Various classification models are built in R to predict the cancellation of the cab due to unavailability.
The aim of the project is to analyze the booking data that is provided by YourCabs.com and build a model to predict whether the ride would get cancelled because of the cab’s unavailability.
The business faced a problem of ride cancellation by the cab drivers. Such a cancellation has an associated cost to the company, not to mention the customer’s dissatisfaction and possible loss of business. A model to predict the event before it happens not only allows for a reduction of cost but also helps improve the business’s customer service. Since the aim of the project is to predict if a ride would be cancelled or not, this is a classification problem. The business would be able to manage the drivers and customer relationships better by handling cancellations before any escalations.

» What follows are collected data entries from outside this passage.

PR #1761, opened 2025-02-26
DRIVERS-3007: Rename WriteConcernFailed to WriteConcernTimeout

adelinowona:
Renames the WriteConcernError WriteConcernFailed to WriteConcernTimeout. WriteConcernFailed was mainly specified when setting up failpoints but we found out that there is no need to specify the codeName when setting up the failpoint with a writeConcernError, ideally we should be working the error codes and not the codeNames which are more likely to change than the error codes. 

- [x] Update changelog.
    clusters, and serverless).

### DIFF
--- a/source/read-write-concern/read-write-concern.md
+++ b/source/read-write-concern/read-write-concern.md
@@ -427,8 +427,8 @@ writeConcernError but may not be exhaustive. Note that some errors have been abb
 - `{ok:1, writeConcernError: {code: 11600, codeName: "InterruptedAtShutdown"}}`
 - `{ok:1, writeConcernError: {code: 11601, codeName: "Interrupted"}}`
 - `{ok:1, writeConcernError: {code: 11602, codeName: "InterruptedDueToReplStateChange"}}`
-- `{ok:1, writeConcernError: {code: 64, codeName: "WriteConcernFailed", errmsg: "waiting for replication timed out", errInfo: {wtimeout: True}}}`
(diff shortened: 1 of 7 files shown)


isabelatkinson (changes requested):
Rust patch: https://spruce.mongodb.com/version/67bf4349ed1ad10007bc3e99/tasks?page=0&sorts=STATUS%3AASC%3BBASE_STATUS%3ADESC&variant=%5Erhel-8%24

I suggest changing "WriteConcernFailed" to "WriteConcernTimeout" in this note: https://github.com/mongodb/specifications/blob/master/source/read-write-concern/read-write-concern.md#user-content-fn-1-3740150915c0b53eaad0286809f994be

Looks like there's a formatting-related lint error as well - you should be able to fix this by running `pre-commit run --all-files`.

adelinowona:
I fixed the lint issue I had with the markdown file I modified. However, the lint check still fails but it is related to a broken link (https://openid.net/specs/openid-connect-core-1_0.html). I checked the site and it seems it is currently down. They might be performing maintenance or something but we could wait to see if it's resolved in the next few hours otherwise I'll just remove that link from our files.

isabelatkinson (approved):
lgtm!

> However, the lint check still fails but it is related to a broken link (https://openid.net/specs/openid-connect-core-1_0.html).

I saw the same in a PR I merged this morning - I'm fine with ignoring it for now and addressing the issue separately if it persists. The rest of the lint looks good.

BorisDog (approved):
LGTM!

PR #1769, opened 2025-03-13
DRIVERS-3134: increase timeouts in flaky CSOT runCommandCursor test

baileympearson:
The "Non-tailable cursor lifetime remaining timeoutMS applied to getMore if timeoutMode is unset" flakes fairly regularly in Node with the following error:

     AssertionError: Expected event count mismatch, expected [ 'commandStartedEvent', 'commandStartedEvent' ] but got [ 'CommandStartedEvent' ]
Turns out connection establishment is taking roughly 40ms worth of time. This causes that the `find` to time out, not the `getMore`. As a result, we still get a timeout error in the test but we have too few CommandStartedEvents and the test fails.

I modified the test locally to pre-populate the pool with a connection, and cannot reproduce the behavior anymore. I've also fixed the test by increasing the timeout to a value such that an unusually slow connection establishment doesn't cause the find to fail (timeoutMS = 200, blockTimeMS=120 seems to work fine for me locally).

- [ ] Update changelog.
    clusters, and serverless).


ShaneHarvey:
@baileympearson do you plan to pick this back up?

baileympearson:
@ShaneHarvey This PR fell off my radar (Daria reminded me about it).  We haven't seen this test flake for a while, although we do see other CSOT tests flake.  I think I'll just close this for now, and if it starts flaking again I can re-open it.

ShaneHarvey:
Thanks, should we also close https://jira.mongodb.org/browse/DRIVERS-3134?

PR #1777, opened 2025-03-27
Clarify Transaction prose test version requirements and collection creation

nbbeeken:

- [x] Update changelog.
    clusters, and serverless).

The changes don't require drivers to change their tests they just would've found these details out themselves when they went to implment the test.


baileympearson:
@dmitry-lukyanov - I added you as a reviewer because Durran is OOO.  This PR includes fixes a few issues we noticed with this prose test when we implemented it during spec fest.

comandeo-mongo (approved):

PR #1781, opened 2025-03-31
DRIVERS-3153 Fix incorrect batchSize assertion in ADL getMore test.

matthewdale:
[DRIVERS-3153](https://jira.mongodb.org/browse/DRIVERS-3153)

The ADL test case "A successful find event with getMore" in [getMore.json](https://github.com/mongodb/specifications/blob/f3549601e6bdfe4f18568985dfe706ca500dc679/source/atlas-data-lake-testing/tests/unified/getMore.json#L84) sets a "batchSize" of 3, then asserts that the `getMore` sends a "batchSize" of 1 (see [here](https://github.com/mongodb/specifications/blob/f3549601e6bdfe4f18568985dfe706ca500dc679/source/atlas-data-lake-testing/tests/unified/getMore.json#L84)). It seems like it's based on an [existing bug](https://github.com/mongodb/specifications/blob/68da5c5c9af9d87677ed90d30f8ad9ca3ea7e798/source/atlas-data-lake-testing/tests/getMore.yml#L32) that was previously ignored by the spec test runner, but then was persisted when the spec test was converted to a unified spec test.

- [x] Update changelog.
    clusters, and serverless).

### DIFF
--- a/source/atlas-data-lake-testing/tests/README.md
+++ b/source/atlas-data-lake-testing/tests/README.md
@@ -62,6 +62,8 @@ configuration and execute a ping command. Repeat this test using SCRAM-SHA-256.
 
 ## Changelog
 
+- 2025-03-31: Fix incorrect batchSize assertion in "A successful find event with getMore" test.
+
 - 2024-03-08: Convert legacy ADL tests to unified format. Convert test README from reStructuredText to Markdown.
 
 - 2022-10-05: Add spec front matter
--- a/source/atlas-data-lake-testing/tests/unified/getMore.json
+++ b/source/atlas-data-lake-testing/tests/unified/getMore.json
@@ -81,7 +81,7 @@
                   "collection": {
                     "$$type": "string"
                   },
-                  "batchSize": 1
+                  "batchSize": 3
                 },
                 "commandName": "getMore",
                 "databaseName": "cursors"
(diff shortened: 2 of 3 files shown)


dariakp:
@matthewdale Given DRIVERS-3144, should we pause any further work on ADL-related tickets?

dariakp:
Are we sure this is actually incorrect for DRIVERS that have the behavior to be removed in DRIVERS-1448? It's actually somewhat unclear to me why Java would set the 3 considering the existence of JAVA-3887 (and the current spec wording for limit and batch size in the CRUD spec [here](https://github.com/mongodb/specifications/blob/master/source/crud/crud.md#combining-limit-and-batch-size-for-op_query)) (credit to Bailey for digging all these up)

ShaneHarvey:
Python will fail this test change because we actually send batchSize=1 on the getMore (DRIVERS-1448).

matthewdale:
@dariakp @ShaneHarvey Considering [DRIVERS-3144](https://jira.mongodb.org/browse/DRIVERS-3144) will remove this test and there's no obvious way to resolve the conflict between drivers, we should abandon this PR. We can revisit the behavior with [DRIVERS-1448](https://jira.mongodb.org/browse/DRIVERS-1448).

PR #1782, opened 2025-04-02
DRIVERS-3155 Add topologyClosedEvent and topologyOpeningEvent

prestonvasquez:
DRIVERS-3155

DRIVERS-2711 added test to extend topologyClosedEvent and topologyOpeningEvent to observeEvents and SDAM expected events. This should be reflected in the unified spec tests and the subsequent tests should be updated to include the new schema version.

- [x] Update changelog.
- [x] Test changes in at least one language driver. (https://github.com/mongodb/mongo-go-driver/pull/2002)
    clusters, and serverless).

### DIFF
--- a/source/unified-test-format/schema-1.24.json
+++ b/source/unified-test-format/schema-1.24.json
@@ -1,0 +1,1171 @@
+{
+  "$schema": "http://json-schema.org/draft-07/schema#",
+  "title": "Unified Test Format",
+  "type": "object",
+  "additionalProperties": false,
+  "required": [
+    "description",
+    "schemaVersion",
+    "tests"
+  ],
+  "properties": {
+    "description": {
+      "type": "string"
+    },
+    "schemaVersion": {
+      "$ref": "#/definitions/version"
+    },
+    "runOnRequirements": {
+      "type": "array",
+      "minItems": 1,
+      "items": {
+        "$ref": "#/definitions/runOnRequirement"
+      }
+    },
+    "createEntities": {
+      "type": "array",
+      "minItems": 1,
+      "items": {
+        "$ref": "#/definitions/entity"
+      }
+    },
+    "initialData": {
+      "type": "array",
+      "minItems": 1,
+      "items": {
+        "$ref": "#/definitions/collectionData"
+      }
+    },
+    "tests": {
+      "type": "array",
+      "minItems": 1,
+      "items": {
+        "$ref": "#/definitions/test"
+      }
+    },
+    "_yamlAnchors": {
+      "type": "object",
+      "additionalProperties": true
+    }
+  },
+  "definitions": {
+    "version": {
+      "type": "string",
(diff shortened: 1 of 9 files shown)


source/unified-test-format/schema-1.24.json
```diff
@@ -0,0 +1,1161 @@
+{
```
ShaneHarvey, line 1: I don't want to scope creep here but it's a bit of a pain to review UTF changes because with each version we create a entirely new file. What if we add a file called "schema-latest.json"? Then we could actually review the changes to schema-latest.json.

ShaneHarvey (approved):

source/unified-test-format/schema-1.24.json
prestonvasquez: @ShaneHarvey Good idea: https://github.com/mongodb/specifications/pull/1792

alcaeus:
In general I agree with this change. While wondering how this didn't trigger schema validation, I found multiple issues. For one, the SDAM tests weren't validated at all, and upon further investigation I found this affected more specs. I created #1794 to change the makefile and validate all test files.

Even if the SDAM tests were checked, the files would still be valid as we generally don't validate operations. This was to prevent each additional operation from generating a new schema version, which would've made the schema version go even higher than it already is. Had we created a client in a test-level `createEntities` directive, we could've caught this error.

As for the change itself, upon second thought I don't think this should be a new schema version. I'd rather see this as an errata for version 1.20, as drivers were generally expected to implement these events, and the only issue with them is if they are used in a test-level `createEntities` directive. This brings me to the last problem: some CMAP events, like `serverHeartbeatFailedEvent` first appear in schema version 1.17, but they haven't been added to that event name enum either. I would recommend adding them to the 1.17 (and all subsequent schema files) and add an errata to the changelog for this as well.

I have a rough idea for how to validate that event names are added wherever necessary and should have a pull request up for that shortly. That pull request would likely have to add these missing events already, and ideally I'd wait until #1794 is merged so all test files are properly validated. At the same time, I'll add validation or the `createEntities` operation since the arguments of that one are properly defined already.

prestonvasquez:
@alcaeus Treating this as a bug, updated existing schema to include closed and opening events.

source/unified-test-format/unified-test-format.md
```diff
@@ -3555,6 +3569,8 @@ other specs *and* collating spec changes developed in parallel or during the sam
 
 ## Changelog
 
+- 2025-04-07: Add `topologyOpeningEvent` and `topologyClosedEvent` to the unified test format.
```
alcaeus, line 3572: It may be worth calling out that this was added to the 1.20+ schema versions as it was omitted in error; that would provide context for people as to why this didn't introduce a new schema version.

alcaeus (approved):
One suggestion to call out the previous omission as a mistake that was now fixed, but changes LGTM.

alcaeus (approved):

The key objectives in the task include – • Explore the dataset and analyze the features present • Build supervised models on the dataset to classify the ride as cancelled or complete • Evaluate the model’s performance and validate the model on the testing dataset
YourCabs.com is a company (currently possibly defunct) based out of Bangalore to bring the owners and vehicles together. The company provides a platform for the individual customers to book a cab, thus maintaining a real time demand for the supply. The service involves connecting the cab owners with the end customers, and YourCabs.com maintains the technology platform, charging a fee for each ride.
The business provides the customers with options to book point-to-point rides, long distance rides or rent a cab on an hourly basis. The business also provides an online platform, a mobile site, and the traditional way of hailing cabs. Most times, the cancellations occur at the last minute before the scheduled pick up time or is a “no show”.
Kaggle.com is an online platform, quite popular amongst the data science community, to learn and compete on data projects. Companies and organizations can sponsor and create competitions for people around the world to compete against on pending business problems. YourCabs.com and Indian School of Business (ISB) came together to sponsor this contest to have participants develop predictive models to classify if a cab booking would be cancelled due to the unavailability of cabs.
The project involved analyzing the ride information presented by YourCabs.com and ISB hosted via a Kaggle competition and building a classification model to predict a ride cancellation through cab unavailability (by the driver). The steps followed in building the process are as follows –
- EDA on the data to understand the values and feature engineering to create the required variables for modelling process
- Creating a stratified sample (balanced) dataset and a SMOTE resampled dataset. Splitting the dataset into a train and test split (70-30) for modeling purpose
- Model building and validation through key diagnostic measures. A range of modeling techniques were used including logistic regression (with and without automated variable selection), CART, Random Forest, SVM and Neural Nets
The results of the various models built are presented in detail in the report. Random forest tuned for its hyper parameters performs the best on the testing data based on the misclassification rate (thought the FNR is higher than that of the SVM or Neural Network model).
The models were rebuilt using the SMOTE resampled dataset and the results (produced in a later section) are comparable.